I discovered this bug myself recently, although my discovery of it was within the wording of the newer RFC7230, Section 5.4 and related to mod_proxy - see https://issues.apache.org/bugzilla/show_bug.cgi?id=57563

However I think that fixing this in core would be preferable as it fixes the problem for more scenarios. In a way, you can consider the PHP or other scripting back-end to be the 'true' origin server and that httpd passing requests to PHP is acting as a proxy. If this viewpoint is taken, then httpd MUST rewrite the Host: header to match the authority info of any request-target that is in the absolute-form.
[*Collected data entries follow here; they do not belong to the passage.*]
Issue #1217, opened 2018-04-01
Reduce hang in visiting next email


bradyt:
## Expected or desired behavior

Hold down the `n` key and flip quickly through emails.

This youtube video suggests that mutt can handle this [Using Mutt deleting spam in realtime - YouTube](https://www.youtube.com/watch?v=Vq6U38WHpsw). I've reproduced in mutt, with html rendering via w3m, and autoview for all html emails, and there is still no real noticeable hang.

## Actual behavior

For just a few key presses, there is a slightly noticeable amount of "Waiting for message..." before messages appear rendered.

When holding down the `n` key, there is also intermittent hanging before cursor in headers pane moves.

## Steps to reproduce

Occurs even for

```
(setq mu4e-view-prefer-html nil
      mu4e-html2text-command (lambda (msg) ""))
```

## Versions of mu, mu4e/emacs, operating system etc.

```
mu (mail indexer/searcher) version 1.0
GNU Emacs 25.3.1 (x86_64-apple-darwin17.4.0, NS appkit-1561.20 Version 10.13.3 (Build 17D102)) of 2018-03-30
```

djcb:
I don't notice any "hang"; how many millisecs are we talking?

bradyt:
I now think this is two issues, not sure if we should split this. Again, I have key repeat rate up, so not sure if you are taking that step.

# Issue 1

TL;DR: Part of my issue is found to be `evil-mode`'s `normal` state in `fundamental-mode`, for `Waiting for message...`.

When holding down the `n` key, part of the issue is associated with a message, from `*Messages*` buffer, `user-error: "mark": pattern not found`, then `M-x toggle-debug-on-error` doesn't quite catch that one until a suggestion on #emacs to try `(setq debug-ignored-errors (delq 'user-error debug-ignored-errors))`. Then I note stack trace has `evil-search-next`, ponder how that's being called, and notice the `Waiting for message...` buffer is in `fundamental-mode` with `evil-mode`'s `normal` state.

Maybe the `Waiting for message...` buffer should already be in `mu4e:view` mode? This is what you see when starting `gnus`, but then, that start up page is not something we are flipping through. If I look at how `gnus` traverses articles, it doesn't move cursor in headers buffer until view has updated. Maybe that sort of hang is not desired. I'm not sure what `mutt` does, I see flashing in their version of echo area.

# Issue 2

[...]

Issue #1192, opened 2018-02-13
mu4e-view-mode-hooks not run on unread messages


malb:
## Expected or desired behavior

Hook is run on unread messages same as on read messages.

## Actual behavior

Hook is never run on unread messages.

## Steps to reproduce

Add a `mu4e-view-mode-hook` and observe it is not being run.

## Versions of mu, mu4e/emacs, operating system etc.

mu 1.0, Emacs 25.1

## Any other detail

The following adaptation fixes the issue for me (see line with malb)

```lisp
(defun mu4e-view (msg)
  "Display the message MSG in a new buffer, and keep in sync with HDRSBUF.
'In sync' here means that moving to the next/previous message in
the the message view affects HDRSBUF, as does marking etc.

As a side-effect, a message that is being viewed loses its 'unread'
marking if it still had that."
  (let* ((embedded ;; is it as an embedded msg (ie. message/rfc822 att)?
          (when (gethash (mu4e-message-field msg :path)
                         mu4e~path-parent-docid-map) t))
         (buf
          (if embedded
	      (mu4e~view-embedded-winbuf)
            (get-buffer-create mu4e~view-buffer-name)))
         mode-enabled)
    (with-current-buffer buf
      (unless (setq mode-enabled (eq major-mode 'mu4e-view-mode))
        (let (mu4e-view-mode-hook) (mu4e-view-mode)))
      (setq mu4e~view-msg msg)
      ;; When MSG is unread, mu4e~view-mark-as-read-maybe will trigger
      ;; another call to mu4e-view (via mu4e~headers-update-handler as
      ;; the reply handler to mu4e~proc-move)
      (let ((inhibit-read-only t))
        (when (or embedded (not (mu4e~view-mark-as-read-maybe msg)))
	  (erase-buffer)
	  (mu4e~delete-all-overlays)
	  (insert (mu4e-view-message-text msg))
	  (goto-char (point-min))
	  (mu4e~fontify-cited)
	  (mu4e~fontify-signature)
	  (mu4e~view-make-urls-clickable)
	  (mu4e~view-show-images-maybe msg)
	  (when embedded (local-set-key "q" 'kill-buffer-and-window))
          ;; malb: (unless mode-enabled (run-mode-hooks 'mu4e-view-mode-hook))
          (run-mode-hooks 'mu4e-view-mode-hook)
          )))
    (switch-to-buffer buf)))
```

djcb:
Fixed.

PR #1268, opened 2018-06-19
Fix mu4e-view-mode-hook not called on unread messages

thierryvolpiatto:
Fix #1265 and #1267.

Here's the problem:

When `mu4e~view-internal` is called it makes a call to
`mu4e~view-mark-as-read-maybe`.
When the message is unread `mu4e~view-mark-as-read-maybe` calls
`mu4e~proc-move` which flag the message as read and calls again
`mu4e~view-internal` which in turn calls again
`mu4e~view-mark-as-read-maybe` which this time returns nil and
`mu4e~view-internal` continues printing the view buffer and running
hooks.
Then `mu4e~view-mark-as-read-maybe` first call continue to run and
calls now `mu4e~proc-view` which as `mu4e~proc-move` calls again
`mu4e~view-internal` and prints a second time the buffer and run a
second time the hooks.

The first thing this patch does is always running hooks after printing
message, then to avoid doing this again it advice temporarily
`mu4e-view-func` aka `mu4e~view-internal` to prevent printing and
running hooks again.
Finally this advice function remove itself the advice to allow
printing the next message.

* mu4e/mu4e-view.el (mu4e~view-internal): Remove mode-enabled checking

As well as trying to fix this in mod_proxy (See the patch in my linked bug report), I also patched it in vhost.c, although I came up with a different implementation to the original poster of this bug. My version, directly assigns the authority component of a request-target that has the absolute-form, using the parsed_uri struct that belongs to the request. I tasked myself to learn gdb and step through the code to debug the behaviour (was fun!) and it seems to work in all cases, including appending the port to the Host: header if it was a part of the request-target.

Thanks,

Tom...
Comment 2 Tom Francis 2015-02-11 03:15:59 UTC
Created attachment 32450 [details]
Alternative fix for protocol.c, includes port number etc

This patch updates the Host: header, only if request-target is in absolute-form and if Host: header has already been set.
Comment 3 Yann Ylavic 2015-02-11 15:13:45 UTC
Created attachment 32455 [details]
Fix on protocol.c and vhost.c

Thanks Regis and Tom for the report and patches.

The case is already handled by ap_update_vhost_from_headers() when "HttpProtocol strict" is configured (though without the URI's :port being appended).

If we were to conform to the RFC by default, which I agree with but like to ear others about the possible compatibily caveats, I think the proposed patch are not complete.

This new (attached) patch avoids the double work in ap_read_request() and ap_update_vhost_from_headers(), and also takes care of IPv6-literal hostnames (which need to be surrounded by square brackets in the Host header).
Comment 4 Yann Ylavic 2015-02-11 16:08:28 UTC
*** Bug 57563 has been marked as a duplicate of this bug. ***
Comment 5 Michael Kaufmann 2015-07-02 15:35:28 UTC
I think that this is an important issue. The patch/bugfix will prevent many attacks.

The latest patch could be improved: If the request does not have a "Host" header (HTTP 1.0) and if an absolute URI is used, then a "Host" header should be added to the request.
Comment 6 Patryk Szalanski 2016-05-31 09:01:44 UTC
Are there any plans on integrating the patch in the near future? We would like to improve security of our WSGI applications, without the need to implement a middleware to handle the host header.